Much of the book is solid first-person reportage: he tells stories about his experiences at Zen Mountain Monastery in upstate New York, and writes about other American Buddhists such as Linsi Deyo and her husband Patrick Clark, who run a meditation cushion business from their farm in North Carloina’s Great Smoky Mountains. He weaves these stories into his own budding understanding of what it means to be a Buddhist and his beginning practice.
Buddhism wasn’t foreign to Moore. “As for myself,” he writes, “I had toyed with Buddhist philosophy in my young adulthood. Like millions of other college kids, I read Pirsig’s Zen and the Art of Motorcycle Maintenance in one long weekend, put it down thinking my life had been forever transformed, then promptly forgot about it. I even took a meditation class once, but never got past how to fold my legs.”
It’s only later, after reading a few other books and setting out on his book project, that he begins his spiritual journey. It starts with his experiences with meditation, an essential practice of Buddhism, at Zen Mountain Monastery. He tries various schools: Zen, Tibetan Buddhism, and Theravada. Like most Americans, no matter their faith, he takes bits and pieces from each of the schools and practices with others and alone. As the story unfolds, he slowly begins to see what it means to be a Buddhist.

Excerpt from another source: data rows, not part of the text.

PR #1547, opened 2015-04-21
update to tapestry 5.3.8 and java8 (5.4-beta-31 exists)

based2:
https://git-wip-us.apache.org/repos/asf?p=tapestry-5.git

### DIFF
--- a/frameworks/Java/tapestry/hello/build.gradle
+++ b/frameworks/Java/tapestry/hello/build.gradle
@@ -5,8 +5,8 @@ apply plugin: "java"
 apply plugin: "jetty"
 apply plugin: "idea"
 
-sourceCompatibility = "1.5"
-targetCompatibility = "1.5"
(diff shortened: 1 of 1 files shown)


hamiltont:
@based2 Can you also update [this file](https://github.com/TechEmpower/FrameworkBenchmarks/blob/master/frameworks/Java/tapestry/install.sh#L3) to depend on `java8` instead of `java7` if tapestry now relies on java 8 being installed? 

I'm guessing #1548 requires the same change based on the PR description, so just change that file in one PR, wait for travis to verify and us to merge, then the second PR can be checked against the updated dependency

hamiltont:
@msmith-techempower @knewmanTE if someone over there has a minute, these two PRs are ready-to-merge except for a single dependency declaration

msmith-techempower:
Okay, I see what's happening here; closing in favor of #1684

What makes this memoir engaging, besides Moore’s skills as a storyteller, is what makes the best spiritual autobiographers — C. S. Lewis, Karen Armstrong — engaging: He gives us himself warts and all. Like any of us with any spiritual or philosophic questions, Moore goes through periods of doubt. He constantly wonders if he can be a Buddhist, if he can ever rid himself of his “monkey mind,” and experience enlightenment. His enthusiasm for the new-old religion slackens: “At times, it seems as if the only real point is to somehow keep holding it all together. Life becomes a loop of concern and uncertainty.”
Then Moore carries on and discovers he can be a Buddhist after all. And he does it with humor and humanity — and imperfection.